Kamis, 11 Agustus 2011

HISAB DAN RU’YAH (Pendekatan Metode Ilmiah)



1.    Pendahuluan
Hisab dan ru’yah adalah dua metode yang digunakan dalam menentukan awal Ramadan. Namun kedua metode tersebut terkadang digunakan tidak bersamaan dan tidak saling melengkapi. Kalaupun keduanya digunakan, terkadang dalam penggunaannya ada yang didahulukan. Semisal organisasi Muhammadiyah lebih mengunggulkan penggunaan hisab tanpa menafikan ru’yah, sementara NU (Nahdatul Ulama) lebih mengedapankan ru’yah sedangkan hisab hanya sebagai alat petunjuk dan pembantu menemukan bulan. Hal itu terjadi, karena perbedaan dalil al-Qur’an dan hadis yang digunakan oleh masing-masing organisasi, terlebih lagi porsi keterlibatan ijtihad (rasio) dalam penentuan awal Ramadan. 
Sebagian orang memahaminya bahwa rukyah yang dimaksud adalah tampaknya hilal yang dilihat oleh mata telanjang di lapangan pada hari ke 29 bulan Sya’ban atau bulan Ramadlan. Oleh sebab itu, manakala sesaat matahari terbenam hilal dapat dilihat maka malam dan keesokan harinya merupakan bulan baru, tetapi manakala pada saat itu hilal tidak tampak maka malam dan keesokan harinya merupakan hari terakhir bulan yang sedang berlangsung, sehingga umur bulan yang sedang berlangsung itu 30 hari (istikmal). Rupanya cara seperti itulah yang berlaku pada masa Rasulullah SAW dan para sahabatnya. Cara semacam inilah yang kemudian dikenal dengan Rukyah bil fi’li; yang dalam kaitannya dengan penetapan awal bulan, cara seperti ini dikenal dengan penetapan awal bulan berdasarkan rukyah.

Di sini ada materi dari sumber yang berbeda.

PR #156, opened 2023-06-08
Fix scale down logic

dmitry-ratushnyy:
The goal of this PR is to fix scale down logic of mongodb unit.

This is achieved by blocking unit removal until the unit is not removed from replica set configuration

### DIFF
--- a/src/charm.py
+++ b/src/charm.py
@@ -11,6 +11,7 @@ includes scaling and other capabilities.
 """
 
 import logging
+import time
 from typing import Dict, Optional
 
 from charms.grafana_k8s.v0.grafana_dashboard import GrafanaDashboardProvider
@@ -38,7 +39,7 @@ from charms.mongodb.v0.mongodb import (
 from charms.mongodb.v0.mongodb_provider import MongoDBProvider
 from charms.mongodb.v0.mongodb_tls import MongoDBTLS
 from charms.prometheus_k8s.v0.prometheus_scrape import MetricsEndpointProvider
-from ops.charm import ActionEvent, CharmBase
+from ops.charm import ActionEvent, CharmBase, RelationDepartedEvent
 from ops.main import main
 from ops.model import ActiveStatus, Container
 from ops.pebble import ExecError, Layer, PathError, ProtocolError
@@ -55,6 +56,7 @@ UNIX_USER = "mongodb"
 UNIX_GROUP = "mongodb"
 MONGODB_EXPORTER_PORT = 9216
 REL_NAME = "database"
+ON_STOP_TIMEOUT = 1000
 
 
 class MongoDBCharm(CharmBase):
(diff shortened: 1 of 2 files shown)


delgod (approved):

src/charm.py
```diff
@@ -214,16 +217,44 @@ def _on_start(self, event) -> None:
...
+        with MongoDBConnection(self.mongodb_config) as mongo:
+            try:
+                replset_members = mongo.get_replset_members()
+                return self.get_hostname_by_unit(self.unit.name) in replset_members
+            except NotReadyError as e:
+                logger.error(f"{self.unit.name}.is_unit_in_replica_set NotReadyError={e}")
+            except PyMongoError as e:
+                logger.error(f"{self.unit.name}.is_unit_in_replica_set PyMongoError={e}")
+
+    def _on_stop(self, event) -> None:
```
Mehdi-Bendriss, line 231: I believe you could move this logic to the `storage_detaching` hook which is the first hook to be called on scaledown. And you already have some logic related to the scaledown there.

And do not use the `stop` hook (following conversation with @marcoppenheimer about upgrades, this hook gets called on a juju upgrade action - so better leave it for now)

src/charm.py
```diff
@@ -214,16 +217,44 @@ def _on_start(self, event) -> None:
...
+        if "True" == self.unit_peer_data.get("unit_departed", "False"):
+            logger.debug(f"{self.unit.name} blocking on_stop")
+            is_in_replica_set = True
+            timeout = ON_STOP_TIMEOUT
```
Mehdi-Bendriss, line 235: nit: you could use `tenacity.retry` to abstract the retry logic

tests/integration/test_teardown.py
```diff
@@ -49,31 +49,9 @@ async def test_build_and_deploy(ops_test: OpsTest):
...
-        for count in scales:
-            await scale_and_verify(ops_test, count=count)
-
-
-@pytest.mark.skip("Issues with juju teardown")
-@pytest.mark.abort_on_fail
-async def test_scale_up_scale_down_large(ops_test: OpsTest):
-    """Scale up and down the application and verify the replica set is healthy."""
-    scales = [6, -6, 7, -7]
+    scales = [2, -1, -1, 2, -2, 3, -3, 4, -4, 5, -5, 6, -6, 7, -7]
```
Mehdi-Bendriss, line 54: Nice

src/charm.py
dmitry-ratushnyy: I am not sure about using `storage_detaching`, the usage of `stop` hook was suggested by juju devs. The idea is to block deletion of unit and the `stop` is the correct place to do it

src/charm.py
dmitry-ratushnyy: I don't think that using `renacity` here is the god idea

src/charm.py
Mehdi-Bendriss: `stop` comes later in the teardown process, `storage_detaching` is the entry point of teardown (you can confirm this by using `jhack utils tail -l 30 -d` then deleting the unit and watch the lifecycle) so it doesn't hurt to move the logic there imo. For reference: https://github.com/canonical/mongodb-operator/blob/main/src/charm.py#L155

dmitry-ratushnyy: we still need to be sure what by the time app leader receives `RelationDepartedEvent` for a unit, the unit  and its pod is not deleted.

dmitry-ratushnyy:
Closing as obsolete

Sementara, sebagian lain memahami bahwa adanya hilal itu dapat dirukyat karena antara Matahari dan Bulan telah terjadi konjungsi (ijtima’) serta hilal pada posisi sedemikian rupa di atas ufuk. Lebih dari itu, adanya perintah istikmal hanya 30 hari, karena pada saat Matahari terbenam hari ke 30 itu pasti sudah terjadi ijtima’ serta posisi hilal pasti sudah di atas ufuk, sekalipun tidak dapat dilihat mata, maka rukyah bil fi’li seperti yang berlaku di masa Rasulullah itu dipahami sebagai salah satu media observasi Bulan untuk membuktikan keberadaan hilal.

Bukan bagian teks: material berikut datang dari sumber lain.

PR #164, opened 2023-06-20
[DPE-2156] Rename keys for user's secrets to be compatible with juju 3.1

dmitry-ratushnyy:
# About
The goal of the PR is to update user related secrets key names to be compatible with juju 3.1

# Related issues
DPE-2156


juditnovak (approved):
LGTM :-)

PR #167, opened 2023-06-23
[MISC] First commit of Documentation

deusebio:


docs/reference/r-overview.md
deusebio, line 1: I have to remove the link from the top level in the navigation table, since the sync between github and discourse would not work otherwise. This is a temporary fix, as we may address this in the sync tool

deusebio:
superseded by #199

Padahal ilmu hisab dapat memperhitungkan keberadaan hilal, yakni kapan terjadi ijtima’ dan bagaimana posisi hilal dari ufuk. Sehingga, kelompok ini berpandangan bahwa hisab tidak jauh berbeda dengan rukyah, yaitu berfungsi sebagai media observasi bulan. Oleh karena rukyah dapat dijadikan dasar penetapan awal bulan, maka hisab pun tentunya dapat pula dijadikan dasar penetapan awal bulan, Penetapan awal bulan dengan melihat hilal dengan ilmu pengetahuan (hisab) seperti ini dikenal dengan Rukyah bil ‘ilmi atau Rukyah bil ‘aqli. Bahkan lebih lanjut cara seperti ini dikatakan sebagai penetapan awal bulan berdasarkan hisab.

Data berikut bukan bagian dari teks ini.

PR #176, opened 2023-07-05
[DPE-2078] Fix scaled down for Juju 3.1.5

dmitry-ratushnyy:
## About

The goal of this pull request is to fix scale down issue for Juju 3.1.5. 
To do that we are moving logic to remove unit from a cluster from `on_storage_detaching` to `on_stop` event.

## Related issue
DPE-2078

### DIFF
--- a/src/charm.py
+++ b/src/charm.py
@@ -4,6 +4,7 @@
 # See LICENSE file for licensing details.
 
 import logging
+import time
 from typing import List, Optional, Set
 
 from charms.grafana_k8s.v0.grafana_dashboard import GrafanaDashboardProvider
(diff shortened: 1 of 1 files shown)


delgod (approved):

src/charm.py
```diff
@@ -295,6 +292,10 @@ def _relation_changes_handler(self, event) -> None:
         """Handles different relation events and updates MongoDB replica set."""
         self._connect_mongodb_exporter()
 
+        if type(event) is RelationDepartedEvent:
```
Mehdi-Bendriss, line 295: Interesting approach

Mehdi-Bendriss (approved):

PR #186, opened 2023-08-01
[DPE-2320] rework secret id comparison

delgod:
Using `secret.get_info().id` instead of `secret.id` always returns a short secret id.

### DIFF
--- a/src/charm.py
+++ b/src/charm.py
@@ -4,7 +4,6 @@
 # See LICENSE file for licensing details.
 
 import logging
-import re
 import time
 from typing import Dict, List, Optional, Set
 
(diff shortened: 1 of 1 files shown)


src/charm.py
```diff
@@ -564,12 +543,12 @@ def _on_secret_changed(self, event):
...
-        if self._compare_secret_ids(
-            event.secret.id, self.app_peer_data.get(Config.Secrets.SECRET_INTERNAL_LABEL)
+        if event.secret.get_info().id == self.app_peer_data.get(
+            Config.Secrets.SECRET_INTERNAL_LABEL
         ):
             scope = APP_SCOPE
-        elif self._compare_secret_ids(
-            event.secret.id, self.unit_peer_data.get(Config.Secrets.SECRET_INTERNAL_LABEL)
+        elif event.secret.get_info().id == self.unit_peer_data.get(
+            Config.Secrets.SECRET_INTERNAL_LABEL
```
juditnovak, line 551: I think we should use the URI here... ID may overlap across charms, while URI (that's BTW including the ID) never would. What do U think?

delgod:
we are going to use labels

Dalam catatan ini, penulis berusaha melepaskan diri dari berbagai argumen al-Qur’an dan Hadis dan lebih menfokuskan kepada metode ilmiah sebagai acuan berfikir.
2.    Latar Belakang munculnya Hisab dan Ru’yah
Menurut hemat penulis, kita sangat perlu memperhatikan dan mempertimbangkan  keterangan dari Syekh Muhammad Syakir yang ringkasannya sebagai berikut : Tidak diragukan lagi bahwa orang-orang Arab sebelum dan ketika di utusnya Nabi Muhammad SAW tidak mengetahui ilmu falak ( Qath’i ), mereka merupakan orang-orang yang ummi ( tidak bisa baca dan tulis ). Oleh karena itu, Rasulullah menjadikan tanda masuknya awal bulan yang berkaitan dengan ibadah mereka pada perkara yang pasti dan terlihat, di mana setiap orang atau sebagian besar dari mereka mampu melakukannya yaitu ru’yatul hilal, artinya tidak menyulitkan mereka.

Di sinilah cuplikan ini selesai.